RECORDS PROVIDED:

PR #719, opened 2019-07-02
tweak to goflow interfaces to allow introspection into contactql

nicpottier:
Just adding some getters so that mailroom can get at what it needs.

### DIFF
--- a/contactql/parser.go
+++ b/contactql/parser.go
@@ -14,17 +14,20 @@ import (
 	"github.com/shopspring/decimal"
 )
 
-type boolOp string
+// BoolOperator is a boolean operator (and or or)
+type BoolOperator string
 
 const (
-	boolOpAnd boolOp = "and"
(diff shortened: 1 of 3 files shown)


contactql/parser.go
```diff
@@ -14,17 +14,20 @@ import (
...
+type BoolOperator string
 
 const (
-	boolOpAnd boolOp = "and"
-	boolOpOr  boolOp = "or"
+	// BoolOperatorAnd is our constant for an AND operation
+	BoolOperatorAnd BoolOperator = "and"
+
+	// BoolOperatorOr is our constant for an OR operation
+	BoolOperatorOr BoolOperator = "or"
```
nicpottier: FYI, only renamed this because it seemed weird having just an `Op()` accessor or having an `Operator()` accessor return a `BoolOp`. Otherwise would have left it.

HOW TO COMPLETE THIS TASK: When the line containing "(and or or)" is reached, return it and every later line through the end of the listing above, unaltered and alone.

EXPECTED OUTPUT:
+// BoolOperator is a boolean operator (and or or)
+type BoolOperator string
 
 const (
-	boolOpAnd boolOp = "and"
(diff shortened: 1 of 3 files shown)


contactql/parser.go
```diff
@@ -14,17 +14,20 @@ import (
...
+type BoolOperator string
 
 const (
-	boolOpAnd boolOp = "and"
-	boolOpOr  boolOp = "or"
+	// BoolOperatorAnd is our constant for an AND operation
+	BoolOperatorAnd BoolOperator = "and"
+
+	// BoolOperatorOr is our constant for an OR operation
+	BoolOperatorOr BoolOperator = "or"
```
nicpottier: FYI, only renamed this because it seemed weird having just an `Op()` accessor or having an `Operator()` accessor return a `BoolOp`. Otherwise would have left it.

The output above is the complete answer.